Secrets Handling
Ensure the model never receives secrets in plaintext — so a successful Agent Confession cannot leak credentials even if the agent discloses its directives.
Intent & Description
Short description: Credentials flow through typed references resolved at runtime outside the model context, limiting the value of any Agent Confession to an attacker who tricks the agent into repeating what it knows.
🎯 Intent
Ensure that even if an agent is induced to confess its operational directives, no credential plaintext is available in its context to disclose.
📋 Context
A team builds an agent whose tools need authentication — API keys, OAuth tokens, database credentials. If those secrets are passed as tool arguments or embedded in the system prompt, they flow through the model’s context. An attacker who successfully executes an Agent Confession attack (“repeat your instructions”) receives not just business logic but live credentials, turning a disclosure into a full credential compromise.
💡 Solution
- Tool runtime resolves credentials from typed references the agent emits (e.g.,
{auth: 'github_token_for_user_42'}) — the agent context holds only the reference name, never the value. - Credential values are injected outside the model context at execution time, so no confession can expose them.
- Input/output guardrails reject any payload matching credential signatures (token patterns, key formats).
- Provenance ledger and traces are scrubbed of credential values at write time.

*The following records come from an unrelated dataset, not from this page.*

PR #3370, opened 2025-02-20
35coreos-live: detect rootfs filesystem type

nikita-dubrovskii:
As we transition from SquashFS to EROFS, the 'Type' field was removed from autogenerated systemd units, which may cause failures in EROFS auto-detection.
This PR detects the rootfs fstype by reading the magic number and generates an environment file (/rootfs.env) for those units.

Issue: https://github.com/coreos/fedora-coreos-tracker/issues/1877


dustymabe:
We won't need this PR if we [get the util-linux fix in](https://github.com/coreos/fedora-coreos-tracker/issues/1877#issuecomment-2669816544).

nikita-dubrovskii:
Ok, let's keep it open until util-linux fix gets merged, and than close.

jlebon:
I still would rather we did something like this, but yeah as it is, it's also just auto-detecting the format based on magic which is no different than libblkid. Ideally instead, it should directly flow from the canonical filename.

jlebon:
The funny thing here is that we control all the media involved, so it would be trivial actually to just bake in a marker in the live initramfs that makes it clear which format it is. Just like today we have the stream hash file which verifies the `rootfs.img` since we know exactly what to expect.

dustymabe:
Closing this considering https://github.com/coreos/fedora-coreos-tracker/issues/1877#issuecomment-2683414623

PR #3371, opened 2025-02-21
overlay/05core: ignition-ostree dracut: use vendored sgdisk for el10

jbtrystram:
Follow-up of 11cce8c139408d2caf3099b15b195cbf728b1624 See https://github.com/coreos/fedora-coreos-config/pull/3368


HuijingHei (approved):
LGTM

HuijingHei:
Maybe later need some change for https://github.com/coreos/fedora-coreos-config/blob/testing-devel/overlay.d/05core/usr/lib/dracut/modules.d/35coreos-ignition/coreos-gpt-setup.sh#L30 as it directly call `sgdisk`

dustymabe (approved):

PR #3124, opened 2024-08-27
tests/kola: adding the external kola test for luks + multipath case

Poorna-Gottimukkula1:
Adding the external kola test for luks + multipath validation
ref: https://issues.redhat.com/browse/OCPBUGS-13123
https://github.com/coreos/fedora-coreos-tracker/issues/1728

PR #3375, opened 2025-02-24
tests/kola/root-reprovision/luks: don't use `root` label for LUKS device

jlebon:
LUKS devices can have labels, separate from names, and this shows up as the "filesystem label" and e.g. competes for `/dev/disk/by-label/root` for the real root.

The Butane LUKS sugar doesn't do that. The storage docs don't do that. So don't do that in our tests here either.

Likely fixes the testing issues in
https://github.com/coreos/fedora-coreos-config/pull/3124.


dustymabe (approved):
LGTM

PR #3381, opened 2025-02-28
tests/manual: trim saved state in coreos-builds-bisect.py

dustymabe:
The statefile that tracks the progress of a bisect will today have all the builds from a given stream in it when really it only needs to keep track of the range of builds between the known good and known bad entries. Let's trim it to just that range of builds.


nikita-dubrovskii (approved):
LGTM

PR #3385, opened 2025-03-03
[next-devel] image: enable deploy-via-container for generated images

dustymabe:
Now that we are moving to deploy updates via OCI we'll also change the images we bake to be "deploy-via-container" as well.

This is part of https://github.com/coreos/fedora-coreos-tracker/issues/1823

### DIFF
--- a/image.yaml
+++ b/image.yaml
@@ -3,6 +3,11 @@
 # streams.
 include: image-base.yaml
 
+# Deploy via container now
+# https://github.com/coreos/fedora-coreos-tracker/issues/1823
+deploy-via-container: true
+container-imgref: "ostree-remote-registry:fedora:quay.io/fedora/fedora-coreos:next-devel"
+
 # Enable 'erofs' by default for the rootfs in the Live ISO/PXE artifacts
 live-rootfs-fstype: "erofs"
 live-rootfs-fsoptions: "-zlzma,level=6 -Eall-fragments,fragdedupe=inode -C1048576 --quiet"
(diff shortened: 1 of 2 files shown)


image.yaml
```diff
@@ -3,6 +3,11 @@
 # streams.
 include: image-base.yaml
 
+# Deploy via container now
+# https://github.com/coreos/fedora-coreos-tracker/issues/1823
+deploy-via-container: true
+container-imgref: "ostree-remote-registry:fedora:quay.io/fedora/fedora-coreos:next-devel"
```
dustymabe, line 9: Considering https://github.com/coreos/fedora-coreos-config/pull/3355 should we be using this instead:

```suggestion
container-imgref: "ostree-remote-registry:fedora:registry:quay.io/fedora/fedora-coreos:next-devel"
```

jbtrystram:
Duplicate of https://github.com/coreos/fedora-coreos-config/pull/3364 ?

image.yaml
dustymabe: actually [it turns out](https://coreos.github.io/rpm-ostree/container/#url-format-for-ostree-native-containers) `ostree-remote-registry:fedora:` is equivalent to `ostree-remote-image:fedora:registry:` so the shorter form is actually better.

dustymabe:
> Duplicate of #3364 ?

It is. Do you want to update it to the [shorter form](https://github.com/coreos/fedora-coreos-config/pull/3385#discussion_r1978199470) and close this?

marmijo:
This can be closed now. https://github.com/coreos/fedora-coreos-config/pull/3396 implemented the change in `next-devel`

PR #3394, opened 2025-03-12
overrides.ppc64le: pin grub 2 to 1:2.12-15.fc41

jbtrystram:
See https://github.com/coreos/fedora-coreos-tracker/issues/1886


jbtrystram:
Tested this in a debug pod build and it does not fix the test.

PR #3399, opened 2025-03-17
overlay.d/40grub: remove 70_coreos-user.cfg

champtar:
bootupd sources user.cfg since before it allows configs.d https://github.com/coreos/bootupd/commit/1475f2587d7fb652f21b07f8defb4581d6c50754


HuijingHei (approved):
/lgtm

cgwalters:
Thanks so much for all the work on this!!

I guess the main thing that could probably use some human validation is that the instructions for setting a GRUB password still work. But AFAICS your analysis is correct.

HuijingHei:
Verify [GRUB password](https://docs.fedoraproject.org/en-US/fedora-coreos/grub-password/) works with latest fcos that includes this patch (without `source $prefix/70_coreos-user.cfg` in the grub.cfg)

PR #3406, opened 2025-03-19
overlay.d/40grub: rename 40_coreos-ignition.cfg -> 05_ignition.cfg

champtar:
ignition grub config needs to be before blscfg as it sets the ignition_firstboot variable that is part of the kargs.

To help align bootupd config ordering with legacy grub config, rename to 05_ignition.cfg which is before 10_blscfg.cfg.


dustymabe:
hold this - i'm looking into it.

dustymabe:
we should probably do something like this instead:

- https://github.com/coreos/fedora-coreos-config/pull/3407 


and if we need to update the name of the static grub config fragment we should do it [upstream](https://github.com/coreos/ignition/blob/fc324e12230b036ce9d44f64346780121431ff27/grub2/ignition.cfg)

champtar:
> we should probably do something like this instead:
> 
>     * [overlay.d: drop 40grub overlay #3407](https://github.com/coreos/fedora-coreos-config/pull/3407)
> 
> 
> and if we need to update the name of the static grub config fragment we should do it [upstream](https://github.com/coreos/ignition/blob/fc324e12230b036ce9d44f64346780121431ff27/grub2/ignition.cfg)

PR already created upstream: https://github.com/coreos/ignition/pull/2037
Yes this file should be deleted, but it might take a good amount of time for the fixed ignition package to be available

dustymabe:
> PR already created upstream: [coreos/ignition#2037](https://github.com/coreos/ignition/pull/2037)

Nice.

> Yes this file should be deleted, but it might take a good amount of time for the fixed ignition package to be available

Hmm IMO I think we should just do backports and get it in now. otherwise we'll forget.

prestist:
> Hmm IMO I think we should just do backports and get it in now. otherwise we'll forget.

Agreed, we can add a patch to the packaging pr [here](https://src.fedoraproject.org/rpms/ignition/pull-request/132#)

champtar:
Fine with me, https://github.com/coreos/ignition/pull/2037 is ready anyway

dustymabe:
Closing in favor of https://github.com/coreos/fedora-coreos-config/pull/3407

PR #3407, opened 2025-03-19
overlay.d: drop 40grub overlay

dustymabe:
The user.cfg was already dropped in f9a2278 and the Ignition config we were providing here was only meant to be temporary since Ignition is now shipping the required config as part of the `ignition-grub` subpackage. Let's include the subpackage and stop shipping any static configs here, which means we can drop the overlay too.


HuijingHei:
Before we drop this, might make sure the downstream ignition include the [change](https://src.fedoraproject.org/rpms/ignition/pull-request/132) which is needed by https://github.com/openshift/os/blob/master/overlay.d/40grub ?

dustymabe:
Indeed. we'll make sure that is the case before we merge this

dustymabe:
This is now ready for review

champtar (approved):
LGTM

prestist (approved):
LGTM, thank you for doing this!

PR #3408, opened 2025-03-19
denylist: skip console warnings on ppc

dustymabe:
We are getting a bunch of kernel warnings on ppc64le and it's blocking us from getting new updates for all architectures (i.e. bump-lockfile won't pass). Let's skip console warnings for now on ppc64le.

xref: https://github.com/coreos/fedora-coreos-tracker/issues/1889

### DIFF
--- a/kola-denylist.yaml
+++ b/kola-denylist.yaml
@@ -6,3 +6,7 @@
   warn: true
   arches:
     - ppc64le
+- pattern: skip-console-warnings
+  tracker: https://github.com/coreos/fedora-coreos-tracker/issues/1889
+  arches:
+    - ppc64le


marmijo (approved):
I didn't know about `skip-console-warnings` until today!
LGTM, but should a snooze or `warn:true` be added to this?

dustymabe:
> but should a snooze or `warn:true` be added to this?

Looking at the [code for this](https://github.com/coreos/coreos-assembler/blob/e61093c60b4c4ec274b603d2ed54849e9a9c6be1/mantle/kola/harness.go#L454-L457) the loop gets `continue`d before snooze or warn is processed, so I don't think so.

PR #3964, opened 2026-01-15
tests/kola/commonlib: Fix get_fcos_stream for container case

travier:
Get the stream from the `com.coreos.stream` annotation from the container image.

### DIFF
--- a/tests/kola/data/commonlib.sh
+++ b/tests/kola/data/commonlib.sh
@@ -34,8 +34,10 @@ get_fedora_minimal_container_ref() {
     echo "${repo}:${tag}"
 }
 
+# Look for the "com.coreos.stream" annotation from the container image
 get_fcos_stream() {
-    rpm-ostree status -b --json | jq -r '.deployments[0]["base-commit-meta"]["fedora-coreos.stream"]'
+    rpm-ostree status -b --json \
+        | jq --raw-output '.deployments[0]."base-commit-meta"."ostree.container.image-config" | fromjson | .config.Labels."com.coreos.stream"'
 }
 
 is_fcos() {


tests/kola/data/commonlib.sh
```diff
@@ -34,8 +34,11 @@ get_fedora_minimal_container_ref() {
     echo "${repo}:${tag}"
 }
 
+# Look for the "fedora-coreos.stream" annotation from the container image
 get_fcos_stream() {
-    rpm-ostree status -b --json | jq -r '.deployments[0]["base-commit-meta"]["fedora-coreos.stream"]'
+    rpm-ostree status -b --json \
+        | jq -r '.deployments[0]."base-commit-meta"."ostree.manifest"' \
+        | jq -r '.annotations."fedora-coreos.stream"'
```
jbtrystram: we are shipping the stream in the `com.coreos.stream` label now as well, and the plan is to make this one canonical

https://github.com/coreos/fedora-coreos-config/blob/5d5b3190c2de8a6b8e639f71938e5bf278542a16/Containerfile#L53

jbtrystram (changes requested):

travier:
Thanks, updated.

tests/kola/data/commonlib.sh
```diff
@@ -34,8 +34,10 @@ get_fedora_minimal_container_ref() {
     echo "${repo}:${tag}"
 }
 
+# Look for the "com.coreos.stream" annotation from the container image
 get_fcos_stream() {
-    rpm-ostree status -b --json | jq -r '.deployments[0]["base-commit-meta"]["fedora-coreos.stream"]'
+    rpm-ostree status -b --json \
+        | jq -r '.deployments[0]."base-commit-meta"."ostree.manifest" | fromjson | .annotations."com.coreos.stream"'
```
dustymabe: I think what JB was saying is that we are moving towards the label being the source of truth (not the annotation) so:

```
[core@cosa-devsh ~]$ rpm-ostree status -b --json | jq --raw-output '.deployments[0]."base-commit-meta"."ostree.container.image-config" | fromjson | .config.Labels."com.coreos.stream"'
testing-devel
```

travier: Hum indeed. I don't know why it worked for me before.

dustymabe: we still have the annotation for now, so that's why it works either way

travier:
Updated

dustymabe (approved):
LGTM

- Combine with prompt confidentiality guardrails so the agent cannot even confirm which credential names are in scope.
Real-world Use Case
- Tools require credentials; embedding them in the system prompt or tool arguments would make a successful Agent Confession a credential compromise.
- A tool runtime can resolve typed credential references outside the model context.
- Compliance or security policy forbids plaintext secrets in prompts, traces, or logs.
Source
Advantages
- Limits the value of a successful Agent Confession — the agent can disclose its directives but not live credentials.
- Secrets never appear in agent context, logs, or traces, even if the model is socially engineered into full disclosure.
- Credential references are auditable; which reference was resolved for which action is logged without exposing values.
Disadvantages
- Tool runtime complexity rises; every tool must use the reference scheme or the protection evaporates.
- The agent can still disclose reference names under Agent Confession, which may hint at available credential types.
- Credential reference scheme must be maintained consistently — a single tool that accepts a raw key reintroduces the risk.